In 1659 a thoughtful gift from Fouquet called Corneille back to the boards. Oedipe won some acclaim in the wake of the young King’s praise; but the works that followed—Sertorius (1662), Sophonisbe (1663), Othon (1664), Agésilas (1666), Attila (1667)—were so mediocre that Fontenelle could hardly believe that they were by Corneille; and Boileau emitted a cruel epigram: “Après l’Agésilas, hélas! Mais après l’Attila, holà!—After Agésilas, alas! But after Attila, stop!” Madame Henrietta, usually the soul of kindness, made matters worse by inviting both Corneille and Racine, each with the knowledge of the other, to write a play on the same theme—Berenice, the Jewish princess with whom the future Emperor Titus fell in love. Racine’s Bérénice was played at the Hôtel de Bourgogne on November 21, 1670, almost five months after Henrietta’s death, and met with full success; Corneille’s Tite et Bérénice was performed a week later by Molière’s company, and was coldly received. The failure broke Corneille’s spirit. He tried again with Pulchérie (1672) and Suréna (1674); they too failed; and Corneille spent the remaining decade of his life in quiet and somber piety.

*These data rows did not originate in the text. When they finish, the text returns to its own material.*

PR #921, opened 2026-05-06
fix: Remove trailing slash in edit mode

chrischrischris:


auniverseaway (approved):
Definitely more scope, but it would maybe have been better to just move edit.js to the newer hash detection stuff in NX.

PR #924, opened 2026-05-07
Experience Workspace

hannessolo:
https://ew--da-live--adobe.aem.live/drafts/hhertach/canvas?nx=ew-shell#/hannessolo/author-kit/demo

https://github.com/adobe/da-nx/pull/428


mhaack:
### Code review

Found 2 issues:

1. **No WebSocket auth-failure handler for 4401/4403 in canvas `prose.js`** — the new `WebsocketProvider` is created with no `connection-close` listener. PRs #937 and #943 landed exactly this fix in `blocks/edit/prose/index.js`: stop auto-reconnect (`shouldConnect = false`) and refresh the IMS token on a 4401 close code, bail entirely on 4403. Without it, an expired token during a canvas editing session will silently enter an infinite reconnect loop with no user feedback or recovery.

https://github.com/adobe/da-live/blob/90402e2c28492cd2ddaaa74cc4eb8eb36388ef0d/blocks/canvas/ew-editor-doc/prose.js#L84-L96

2. **IMS access token sent to extension iframes with `targetOrigin = '*'`** — `iframe-protocol.js` posts `{ ready: true, project, context: project, token }` using `'*'` as the target origin. Any page that ends up loaded in that iframe position (including one navigated to a different origin) will receive the bearer token. The WYSIWYG iframe path in the same PR correctly derives the origin via `new URL(iframe.src).origin` and uses that instead.

https://github.com/adobe/da-live/blob/90402e2c28492cd2ddaaa74cc4eb8eb36388ef0d/blocks/canvas/ew-panel-extensions/iframe-protocol.js#L77-L84

🤖 Generated with [Claude Code](https://claude.ai/code)

<sub>- If this code review was useful, please react with 👍. Otherwise, react with 👎.</sub>

blocks/canvas/editor-utils/command-defs.js
mhaack, line 1: Isn't this something we can reuse from the todays editor?

mhaack (dismissed):
Next to the Claude review comment this LGTM, lets get the V1 in.

hannessolo:
Re: claude review:

Issue 1 is fixed.

Issue 2 we won't fix here, as it's also an issue with the "old" editor's extension loading implementation.

blocks/canvas/editor-utils/command-defs.js
hannessolo: Today's editor uses a different format, which is integrated with prosemirror. IMO it would be more effort than it's worth.

auniverseaway (dismissed):

mhaack (dismissed):

mhaack (approved):

PR #933, opened 2026-05-13
fix: coerce non-string da-metadata values to avoid "[object Object]"

chrischrischris:
## Summary

- `setDaMetadata` is the single boundary into the `daMetadata` Y.Map, but it forwarded values verbatim. `doc2aem` later interpolates each value into `<div>${value}</div>`, so any non-string entry (object, Y type) ends up serialized as the literal string `[object Object]` in saved HTML — observed in the wild as:
  ```html
  <div class="da-metadata"><div><div>acceptedhashes</div><div>[object Object]</div></div><div><div>rejectedhashes</div><div>[object Object]</div></div></div>
  ```
- Coerce at the boundary: stringify objects via `JSON.stringify`, other non-strings via `String()`, and `console.warn` so the offending caller is visible in dev tools next time it happens.
- Added two unit tests covering object and primitive coercion.

## Notes for reviewers

- I couldn't pinpoint which call site is producing non-string values. Every in-tree caller (`addToHashMetadata` and the version-restore loop in `da-editor.js`) already passes strings, and the lowercase keys (`acceptedhashes`/`rejectedhashes`) in the observed HTML don't match our `ACCEPTED_KEY`/`REJECTED_KEY` constants (`acceptedHashes`/`rejectedHashes`) — so the corrupt entries likely came from outside `setDaMetadata` entirely. The new `console.warn` should help surface the source.
- A companion defensive fix is also worth doing in `da-parser`'s `doc2aem` ([parser.js:753](https://github.com/adobe/da-tools/blob/main/da-parser/src/doc/parser.js#L753)), which neither stringifies nor HTML-escapes the keys/values. Happy to put up a PR there as a follow-up.

## Test plan

- [x] `npx web-test-runner test/unit/blocks/edit/utils/helpers.test.js` — 64 passing, including new coercion tests.
- [ ] Reproduce the original symptom (a corrupted doc with `[object Object]` in `da-metadata`), open it in da-live, edit, save, and confirm no new `[object Object]` rows are written.


chrischrischris:
Superseded by #1046. The code is unchanged — this PR's branch name (`claude/musing-shaw-35684b`) violates the IMS branch spec (`/^[a-zA-Z0-9-]{1,8}$/`), which made `ims.setup` fail and blocked the entire e2e suite plus preview-env auth. Reopened on the compliant branch `metafix`.

PR #935, opened 2026-05-13
add fallback for path sanitization logic

usman-khalid:


chrischrischris:
Replacing with https://github.com/adobe/da-live/pull/936

PR #941, opened 2026-05-15
feat: Auth state management: in-page modal + cross-tab propagation

chrischrischris:
<html><head></head><body>
<h2>Why</h2>
<p>Three related gaps in how da-live handles auth state changes:</p>
<ol>
<li><strong>Token failures used to navigate the user away.</strong> A <code>daFetch</code> 401 or an unrecoverable collab <code>4401</code> close called <code>handleSignIn()</code>, which redirects to IMS. Any unsaved editor state was lost in the round-trip.</li>
<li><strong>Cross-tab sign-out wasn't propagating.</strong> With nx2's <code>handleSignOut</code> (which doesn't touch <code>nx-ims</code>), signing out in Tab A left Tab B's editor fully functional. The user could keep typing — and da-collab kept persisting Tab B's edits to da-admin using the bearer it cached at WS handshake, since access tokens are stateless and survive IMS sign-out until their natural expiry.</li>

He was so careless of money that, despite a pension of two thousand livres and other gifts from Louis XIV, he ended his life in poverty. Through some oversight the pension was interrupted for four years; then Corneille appealed to Colbert, who had it restored; but after the death of Colbert it lapsed again. Boileau, hearing of it, informed Louis XIV, and offered to give up his own pension in favor of Corneille. The King immediately sent two hundred livres to the old poet, who soon thereafter died (1684), aged seventy-eight. A eulogy memorable for generosity and eloquence was pronounced upon him in the French Academy by the rival who had succeeded him, and who had already raised French drama and poetry to the peak of their history.